Kaleb Orton didn’t initially feel the pain.
He was far too preoccupied with victory, his third straight on the day, all of which came impressively via pins.
Orton, a three-time state participant and a member of the Ocosta High School wrestling team, couldn’t have asked for a better start to his senior season. He had just breezed through the 126-pound bracket at his home tournament – the Ocosta Invitational.
Three triumphs – all by pinfall with the final coming against Luke Goozee from Knappa High School in Oregon in the championship match.
He was ecstatic.
It wasn’t until he got home that night when the discomfort kicked in.
“I guess I just had so much adrenaline pumping I didn’t even notice what had happened,” said Orton, one of four seniors on the Wildcats’ roster this year, “but I certainly felt it after that wore off.”
Orton’s season-opening title came at an agonizing price – two separated ribs and extremely sore back. “When I got home, every time I breathed I could feel my ribs poking my lungs,” Orton said. “I got put in a three-quarter (nelson) during the finals (at the Ocosta Invite) and it just stretched everything.”
Orton knew something was off. Only he didn’t know the full extent of his injury just yet. He elected to go with the Fight Club approach – as in, the first rule is you don’t talk about it – just continue to wrestle.
And that’s what he did for two the next weeks. “I just wanted to keep going,” Orton said. “That’s what wrestlers do.”
It wasn’t until the Down the River Challenge at Whakikum High School that the intense pain became too much. After advancing through the first two rounds, Orton lost in the semifinals before defeating teammate Daniel Quinby to secure third-place in the tournament, a remarkable accomplishment considering the circumstances.
“I don’t think most guys knew (I was hurt). When I would ice my ribs I tried to keep it away from people seeing,” Orton said. “I tried wrestling as long as I could. It really started hurting during that tournament. I just couldn’t do it anymore.”
A trip to the doctor’s finally occurred and the separated ribs were confirmed. The remedy was rest. “The doctor said that is really all you can do to get over this,” Orton said. “He said I should rest for six week.”
Which meant no wrestling – a sport Orton had fallen in love with the moment he stepped out onto the mat as a fourth grader.

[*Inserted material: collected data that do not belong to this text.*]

PR #873, opened 2022-11-03
Remove Section 7 assertions

mmccool:
As agreed, this PR downgrades sections 7.4 and 7.5 to informative sections, removing any assertions.  This allows the entirely of section 7 to be informative as previously decided.  It also makes a few other necessary changes consistent with this goal.  Details:
- Small change to the abstract that outlines the sections, which previously said both section 6 and section 7 were normative.   Now it only says section 6 is normative.  
     - NOTE: a section outline does NOT belong in the abstract, for the same reason we can't have references in the abstract: the abstract needs to be self-contained.  The section outline in particular has hyperlinks which would be broken if the abstract is used out of content.
     - I would prefer we delete this list, or move it to the intro (although the intro ALSO has an outline, so it may be redundant.)  As this is an editorial change, however, we can do it post-CR.  
     - I have created an issue (and a PR) so we can follow up: https://github.com/w3c/wot-architecture/issues/874 and https://github.com/w3c/wot-architecture/pull/876
- Downgrade of normative references to WOT-PROFILES and WOT-DISCOVERY to informative references (this is consistent with other building block references in section 7 and is also necessary to avoid ReSpec warnings).
- Downgrade or remove assertions in section 7.4.  All but the last assertion were downgraded.  The last assertion, which was on the use of the Discovery spec as a whole, was removed (it's optional anyway).  
- Downgrade assertions in section 7.5.  Generally, this only involved decapitalizing key words and removing spans.  However, there was also a normative reference to RFC2046 that was downgraded to an informative reference (can't have an normative reference in an informative section)
- Updated the CR static version in publication/ver11/3-cr/*.html to be consistent (note: you can view Overview.html if you want to see the assertion highlighting, as this version inlines the CSS file)
- Updated the IR (to remove the deleted assertions)

I also did an actual search in the document for any spans in section 7 that we might have overlooked.  I confirmed that there are no assertions in section 7 after the changes above.  I also checked that there are no ReSpec warnings or errors.  I also checked that removal of these assertions does not change the at-risk section in the sotd; it does not, as none of the removed assertions were at risk.

***
<a href="https://pr-preview.s3.amazonaws.com/mmccool/wot-architecture/pull/873.html" title="Last updated on Nov 3, 2022, 1:28 PM UTC (44c4c35)">Preview</a> | <a href="https://pr-preview.s3.amazonaws.com/w3c/wot-architecture/873/1c7ba10...mmccool:44c4c35.html" title="Last updated on Nov 3, 2022, 1:28 PM UTC (44c4c35)">Diff</a>

### DIFF
--- a/index.html
+++ b/index.html
@@ -3125,7 +3125,7 @@
         "<a>exploration</a>" mechanisms that provide actual access to metadata.
         </p><p>
         The first and simplest <a>exploration</a> mechanism defines how to fetch a <a>TD</a>
-        directly from a simple web resource or from the device itself. This supports ad-hoc peer-to-peer discovery.
+        directly from the device itself. This supports ad-hoc peer-to-peer discovery.
         However, in many circumstances (including but not limited to management of 
         large collections of TDs), an alternative <a>exploration</a> mechanism,
         the <a>WoT Thing Description Directory</a> (<a>TDD</a>) service, 
@@ -3136,7 +3136,7 @@
         <a>TDDs</a> also provide change notification mechanisms 
         to support secure distribution of
         <a>TD</a> updates to authorized consumers.
-        To preserve security and privacy, any <a>WoT Discovery</a> "exploration"
+        Any <a>WoT Discovery</a> "exploration"
         implementation must only provide metadata and <a>TDs</a>
         after appropriate best-practice authentication and authorization.
         Suitable best-practice security mechanisms for authentication and authorization for 
--- a/index.html
+++ b/index.html
@@ -3102,17 +3102,15 @@
         </p>
         <ul>
         <li>
-        <span class="rfc2119-assertion" id="arch-discovery-no-metadata-in-introduction">
-        Any <a>introduction</a> mechanism used for <a>WoT Discovery</a> MUST NOT 
+        Any <a>introduction</a> mechanism used for <a>WoT Discovery</a> must not
         provide metadata but instead should simply result in 
         one or more opaque URLs at which metadata
         may be accessed, if and only if the user can authenticate and 
-        has the appropriate authorization (access rights).</span>
+        has the appropriate authorization (access rights).
         </li>
         <li>
-        <span class="rfc2119-assertion" id="arch-discovery-no-metadata-in-introduction-urls">
-        <a>Introduction</a> URLs MUST NOT themselves include any metadata,
-        e.g. a human-readable device type or name.</span>  
+        <a>Introduction</a> URLs must not themselves include any metadata,
+        e.g. a human-readable device type or name.  
         Randomly generated URLs are recommended.
         </li>
         </ul>
@@ -3126,7 +3124,7 @@
         "<a>exploration</a>" mechanisms that provide actual access to metadata.
         </p><p>
         The first and simplest <a>exploration</a> mechanism defines how to fetch a <a>TD</a>
-        directly from the device itself. This supports ad-hoc peer-to-peer discovery.
+        directly from a simple web resource or from the device itself. This supports ad-hoc peer-to-peer discovery.
         However, in many circumstances (including but not limited to management of 
         large collections of TDs), an alternative <a>exploration</a> mechanism,
         the <a>WoT Thing Description Directory</a> (<a>TDD</a>) service, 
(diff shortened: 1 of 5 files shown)


mmccool:
Note: I WAS going to add a line "Make section 7 informative" to the change log but it seems we do not have one yet for the changes from the last WD publication.  Since we need a full change log for the CR transition anyway, I will put one together in a separate PR and include that line.

mmccool:
Also the lack of assertion highlighting is due to github.io not picking up testing/atrisk.css, which is linked, not included.  To avoid this problem in the static version I inlined the CSS file.  If you need to see it check out the entire repo and render it locally.  You also won't see it if you just download index.html and render it locally, unfortunately.  If someone can suggest a different approach (e.g. a way to let github.io know it should checkout out specific resources) let me know...

index.html
```diff
@@ -3126,7 +3125,7 @@ <h3>Exploration Mechanisms</h3>
         "<a>exploration</a>" mechanisms that provide actual access to metadata.
         </p><p>
         The first and simplest <a>exploration</a> mechanism defines how to fetch a <a>TD</a>
-        directly from the device itself. This supports ad-hoc peer-to-peer discovery.
+        directly from a simple web resource or from the device itself. This supports ad-hoc peer-to-peer discovery.
```
mmccool, line 3128: note: this change is not directly related to the "make section informative" but is an editorial correction.

index.html
```diff
@@ -3137,10 +3136,9 @@ <h3>Exploration Mechanisms</h3>
         <a>TDDs</a> also provide change notification mechanisms 
         to support secure distribution of
         <a>TD</a> updates to authorized consumers.
-        <span class="rfc2119-assertion" id="arch-discovery-metadata-after-authorization">
-        Any <a>WoT Discovery</a> "exploration"
-        implementation MUST only provide metadata and <a>TDs</a>
-        after appropriate best-practice authentication and authorization.</span>
+        To preserve security and privacy, any <a>WoT Discovery</a> "exploration"
```
mmccool, line 3139: "To preserve security and privacy" it an editorial change; it was added to make the text flow better.

index.html
```diff
@@ -3165,12 +3163,9 @@ <h3>Exploration Mechanisms</h3>
         </p>
        </section>
         <p>
-        The <a>Discovery</a> mechanisms defined in [[!WOT-DISCOVERY]] are not mandatory, but
+        The <a>Discovery</a> mechanisms defined in [[?WOT-DISCOVERY]] are not mandatory, but
         they are designed to meet the above requirements and their use will enhance 
         interoperability and usability.
-        <span class="rfc2119-assertion" id="arch-discovery-should-use-standard">Whenever
```
mmccool, line 3171: note that this assertion was removed.  The idea that use of WoT discovery is optional is covered by the previous sentence.

index.html
```diff
@@ -3243,11 +3238,9 @@ <h3>WoT Binding Templates</h3>
             <li>
                 <b>Subprotocol</b>
                 <p>
-                  <span class="rfc2119-assertion" id="arch-binding-templates-known-subprotocol">
-                    <a>Transport protocols</a> MAY have to use information provided by an extension mechanisms to interact successfully.</span>
-                  <span class="rfc2119-assertion" id="arch-binding-templates-subprotocol-explicit-declaration">
-                  Such <a>subprotocols</a> cannot be identified from the URI scheme alone and MUST be declared explicitly
-                  using the <code>subprotocol</code> field inside forms.</span>
+                  <a>Transport protocols</a> may have to use information provided by an extension mechanisms to interact successfully.
```
mmccool, line 3241: note that grammatically, this was a different use of may anyway and not really an assertion

index.html
mmccool: I decided to revert this change to not trigger discussion about "unrelated changes", although I'll probably want to bring it back in later during the CR period as an editorial change.

mmccool:
Ready for review.

sebastiankb (approved):

egekorkan (approved):

mlagally (approved):

mlagally:
Arch call on Nov 9th.: Agree to merge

His hiatus lasted half the recommended time and he was back in three weeks. “I came out to practice and just hated watching everyone else,” Orton said. “I would just sit there and watch. I wanted to be a part of it. So, I figured if I was going to be out there I might as well come and wrestle.”
The first week back was the roughest and featured plenty of spikes of pain, but things gradually subsided.

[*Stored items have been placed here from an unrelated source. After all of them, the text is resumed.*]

PR #883, opened 2022-11-25
Update Implementation Report (add indices, assertions to template)

mmccool:
See also https://github.com/w3c/wot-thing-description/pull/1752

This PR adds indices to the assertions listed in the report, ordered by appearance in the text.  The template.csv includes these indices and also the assertion text.

The tooling has also been improved to deal with child assertions, table assertions, and default assertions which however are not used in this spec, but are used in the TD spec.

Note that I start indices with 1 to be consistent with section numbers and child assertion numbering.

The diffs for template.csv as well as atrisk.csv and atrisk.css are largish due to the reordering and new columns but have the same set of assertions in them as before.


mlagally (approved):
This is a big improvement and adds significant transparency to the implementation report.

egekorkan (approved):

PR #884, opened 2022-11-30
Testing CSV cleanup

mmccool:
- make manual.csv a copy of template.csv (since everything is currently manual) 
- note that this CSV file is referenced from wot-testing for the Dec 2022 testfest


mlagally:
Arch call on Dec 8th:
Agree to merge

“What ended up really helping me was just going back out there and wrestling, getting used to it. And winning kind of makes (the pain) go away,” Orton said with a grin.
In his first tournament back he took second at the Bash at the Beach at North Beach High School, losing in the finals to Klahowya’s Dallin Stafford, a state placer in the 1A ranks last year at 120 pounds.
Finally healthy again, Orton now has his sights solely set on one last postseason run to close out his high school wrestling career.
He made his first trip to the state tournament as a 106-pound freshman. He lost his opening match 15-0 and was eliminated following a pin in the consolation bracket. But, like many first-time state participants, the action on the mat may not have been the only reason for the defeats.
The Tacoma Dome plays host to the Mat Classic, the annual state wrestling tournament where all five classifications and the girls’ tournament are contested at the same time, making it quite the intimidating scene for newcomers.
“That was actually the first time I had ever been in the Tacoma Dome. It was my freshman year when I was wrestling,” Orton said. “I walked in there and I did not know it was that big. It was crazy.”
Last season, Orton picked up his first ever victory at the state tournament, but failed to advance to the second day. With three years of state experience under his belt, his aim is crystal clear during this final season.
“I just want to make it a little further in state,” Orton claimed. “Hopefully, this year I can place. I feel like I am ready for that. It’s my senior year. It’s my last year on this team. I feel like I have already missed some time (wrestling because of the injury). I don’t want to miss anything else.”